Tuesday, March 5, 2013

I know, I know...I've been away...

I had not realized so much time has gone by since I have updated my blog, until I received a note in the mail with a Christmas card, asking why my blog had not been updated for those long distance friends and family.

*insert red face*

Nothing like calling me out. hee hee. It's hard with Facebook, where I tend to post more updates and pics there, and kinda just forgot the blog thing.
Sor-reeee!

I was also a little hard pressed to find much that was positive to post about. Life has seemed to take a big turn for us, and just getting by daily was a chore.

Hubby has been busy working with me in getting our garden ready for planting.
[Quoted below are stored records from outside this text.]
PR #950, opened 2021-05-25
Updates CONSISTENCY specifications to lower level of no response

matsduf:
BASIC04 has been implemented to report on problem with responses from nameservers. The Consistency specifications and their implementation, repeats reporting the same thing with no benefit. With this PR the Consistency test case will refer that to BASIC04.

A PR to lower the level in the profile is created in Zonemaster-Engine (https://github.com/zonemaster/zonemaster-engine/pull/923).

* Adds reference to BASIC04, which tests all name servers for non-response.
* Lower default level to DEBUG for messages that report on non-response.

### DIFF
--- a/docs/specifications/tests/Consistency-TP/consistency01.md
+++ b/docs/specifications/tests/Consistency-TP/consistency01.md
@@ -122,28 +122,18 @@ When comparing SOA serial it must be done using the arithmetic defined in
 
 None
 
+
 [Basic04]:                    ../Basic-TP/basic04.md
-[RFC 1034]: https://tools.ietf.org/html/rfc1035
-
-[RFC 1035]: https://tools.ietf.org/html/rfc1035
-
-[RFC 1982]: https://tools.ietf.org/html/rfc1982 
-
-[Method4]: ../Methods.md#method-4-obtain-glue-address-records-from-parent
-
-[Method5]: ../Methods.md#method-5-obtain-the-name-server-address-records-from-child
-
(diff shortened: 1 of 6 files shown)


mattias-p:
Do we have time to test the changes in Engine for v2021.1? I think we should consider moving this to v2021.2.

matsduf:
> Do we have time to test the changes in Engine for v2021.1? I think we should consider moving this to v2021.2.

The code changes are simple. It is just an update of profile.json (zonemaster/zonemaster-engine#923). It really improves the output and makes use of Basic04. I think we can include it.

docs/specifications/tests/Consistency-TP/consistency01.md
```diff
@@ -117,6 +122,7 @@ When comparing SOA serial it must be done using the arithmetic defined in
 
 None
 
+[Basic04]:                    ../Basic-TP/basic04.md
```
mattias-p, line 125: The indentation here is off.

There are more of these below as well as in the sibling pull requests.

mattias-p (approved):

docs/specifications/tests/Consistency-TP/consistency01.md
matsduf: When the link section was not formatted I just ignored the formatting. I have now sorted and formatted the link sections in the specifications in this PR.

@mattias-p, please re-review.

mattias-p (approved):

pnax (approved):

We had to dig out about 4ft down worth of soil and haul it out. My poor little garden was getting stunted from the neighbors tree roots. He spent two days hacking away at huge tree roots, and digging away. I then loaded the space with steer manure, organic compost and organic vegetable soil. So far I have Spinach, Cauliflower and two different Tomato plants in the ground. I was so excited that we managed to save my artichoke plant. We dug it up and stuck in a pot while we did all this work, and then replanted it. It's still alive! This will be my third year growing it, so hoping next year to see some artichokes on it. This has got to be the slowest growing vegetable EVER. I have carrots and Red Onions to still plant, but we have a huge rain storm this week hitting, so I will wait until after. Then next weekend we will start in on our second garden area, tearing those roots out. That neighbor has a huge crab apple tree against the fence and the roots are everywhere. I'm planting Squash, Zucchini, Strawberries, Peppers and Green onions there. We also trimmed our Lime tree way back, so it should be a great producer this year.
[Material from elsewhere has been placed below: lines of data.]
PR #952, opened 2021-05-25
Updates DNSSEC specifications to lower level of no response

matsduf:
BASIC04 has been implemented to report on problem with responses from nameservers. The DNSSEC specifications and their implementation, repeats reporting the same thing with no benefit. With this PR the Consistency test case will refer that to BASIC04.

A PR to lower the level in the profile will be created in Zonemaster-Engine (https://github.com/zonemaster/zonemaster-engine/pull/923).

* Adds reference to BASIC04, which tests all name servers for non-response.
* Lower default level to DEBUG for messages that report on non-response.
* ~~DNSSEC14 has not been updated. See discussion in zonemaster/zonemaster-engine#920~~
* DNSSEC14 is included.

Relates to #950 and #951

PR #955, opened 2021-05-25
Updates Zone10 specifications to lower level of no response

matsduf:
BASIC04 has been implemented to report on problem with responses from nameservers. The Zone10 specification and its implementation, repeats reporting the same thing with no benefit. With this PR the Zone10 test case will refer that to BASIC04.

A PR to lower the level in the profile is created in Zonemaster-Engine (https://github.com/zonemaster/zonemaster-engine/pull/923).

* Adds reference to BASIC04, which tests all name servers for non-response.
* Lower default level to DEBUG for messages that report on non-response.

This PR relates to #950, #951, #952, #953, #954

### DIFF
--- a/docs/specifications/tests/Zone-TP/zone10.md
+++ b/docs/specifications/tests/Zone-TP/zone10.md
@@ -62,7 +62,7 @@ MULTIPLE_SOA                  | ERROR
 NO_RESPONSE                   | DEBUG
 NO_SOA_IN_RESPONSE            | DEBUG
 ONE_SOA                       | INFO
-WRONG_SOA                     | ERROR
+WRONG_SOA                     | DEBUG
 
 
 ## Special procedural requirements
--- a/docs/specifications/tests/Zone-TP/zone10.md
+++ b/docs/specifications/tests/Zone-TP/zone10.md
@@ -13,6 +13,12 @@ This test case will verify that the zone of the domain to be tested return
 exactly one SOA record.
 
 
+## Scope
+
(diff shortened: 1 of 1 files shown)


docs/specifications/tests/Zone-TP/zone10.md
```diff
@@ -53,8 +59,8 @@ In other cases the outcome of this Test Case is "pass".
 Message                       | Default severity level
 :-----------------------------|:-----------------------------------
 MULTIPLE_SOA                  | ERROR
-NO_RESPONSE                   | WARNING
-NO_SOA_IN_RESPONSE            | WARNING
+NO_RESPONSE                   | DEBUG
+NO_SOA_IN_RESPONSE            | DEBUG
 ONE_SOA                       | INFO
 WRONG_SOA                     | ERROR
```
mattias-p, line 65: Shouldn't WRONG_SOA also be demoted to DEBUG?

mattias-p (commented):
It feels a bit like all of Zone10 should be deprecated and replaced by Basic04. (With Basic04 being extended to cover the remaining messages in Zone10.)

mattias-p:
Oh, and maybe the title should be fixed as well: `multipe` -> `multiple`.

docs/specifications/tests/Zone-TP/zone10.md
matsduf: Yes. Will fix.

mattias-p (dismissed):

pnax (approved):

Austin is back playing Rugby, and is on the Varsity team this year. And it never fails, he gets hurt. The 2nd day of practice, he broke his finger. And it was a pretty bad break. Urgent care rushed us to an Orthopedic Surgeon, and they wanted to do surgery. But they could not guarantee me success, only chances of more complications. So we opted out, and he was in a splint for 6 weeks. He will have a little crook in his finger forever, but it moves. Now he's back playing and is doing wonderful. Fridays Game, he made several key plays and ball handling. I was NOT happy to hear the doctor tell me his growth plates show he is still growing. Seriously? He's already 6'3 and a size 12 shoe. How much taller can he get? Hubby is only 6'2! Geez...and of course he loves to put his arm on my head, and look DOWN at me and ask hows the weather down there? SMH. Kids!
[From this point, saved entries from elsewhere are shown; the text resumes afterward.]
PR #956, opened 2021-05-26
Removes test case DNSSEC14 since it is not implemented

matsduf:
Test case DNSSEC14 is not implemented. This RP removes it from develop branch to make it disappear from master branch at release. The test case will be added back to develop branch with a new PR. See zonemaster/zonemaster-engine#920.

The following files also lists the test case, but that will be removed at release through file generation.

./docs/specifications/tests/ImplementedTestCases.md
./docs/specifications/tests/README.md
./docs/specifications/tests/TestMessages.md


matsduf:
Wrong.

PR #959, opened 2021-05-27
Updates to refer to latest versions

matsduf:
Updates to latest versions according to https://github.com/nvm-sh/nvm and https://nodejs.org/en/download/


pnax:
> Does this mean we should repeat any testing we've done on GUI with the new tooling versions?

This is what I am currently doing. Well TBH I haven't started testing the GUI before this PR, so I started directly with this new version.

pnax (approved):
I've build the GUI with the latest version installed it and ran some tests. It seems to work.

mattias-p (approved):
I've built the GUI dist file on a Ubuntu 20.04 prepared with this instruction. Well, actually I just ran these commands on top of the old setup.

I've made installations based on a dist file build with version 0.38.0/14.17 on both CentOS 7 and 8. The smoke test passed on both installations.

PR #964, opened 2021-06-09
Updates copyright statements (zm/zm)

matsduf:
## Purpose

In the copyright statement a range of years is given. That requires updates, but year is not needed.

Nothing is said about copyright for contributors.

## Changes

Removes year from copyright and "translates" the name of Internetstiftelsen. Adds statement about contributor's copyright.

Removes copyright statement from file not needing it.

## How to test this PR

No need to test.

### DIFF
--- a/LICENSE
+++ b/LICENSE
@@ -1,8 +1,10 @@
 ### Code license
 
-Copyright (c) 2013-2020, Internetstiftelsen (<https://internetstiftelsen.se/en/>)
-Copyright (c) 2013-2020, AFNIC (<https://www.afnic.fr/en/>)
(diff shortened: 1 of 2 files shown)


pnax (approved):

mattias-p (approved):
Looks good to me.

But could you say something about why these changes are the right ones?

matsduf:
> But could you say something about why these changes are the right ones?

Today year is included which requires updates every year, but year does not add anything and is not required. To simplify, this PR removes the year.

We take the copyright, but contributors should correctly be respected, as suggested by one of the IIS lawyers.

Emily finished up Bowling with a first place win for the team. She loved it and keeps talking about playing again this next season. In September, she started Competitive Cheerleading, and what a roller coaster it has been. Her first year ever, and she is LOVING it. They have had 2 competitions so far, and have taken 1st place both times. We have another Comp this weekend, and they have changed the routine a bit, so hoping they can pull off another win. She has also managed to obtain the 4.0 GPA Superintendent's Honor Roll for both trimesters this year. She is loving middle school, and comes home talking about new friends, what new things she learned in PE, and O.M.G. she has been to two school dances already and LOVES them. I hear back from the teacher chaperone's and everyone comments on her dancing and singing, and how she knows all the words. ha ha, if only they knew how addicted to music she is. I am so happy she has found her peace in this world and living and loving life right now.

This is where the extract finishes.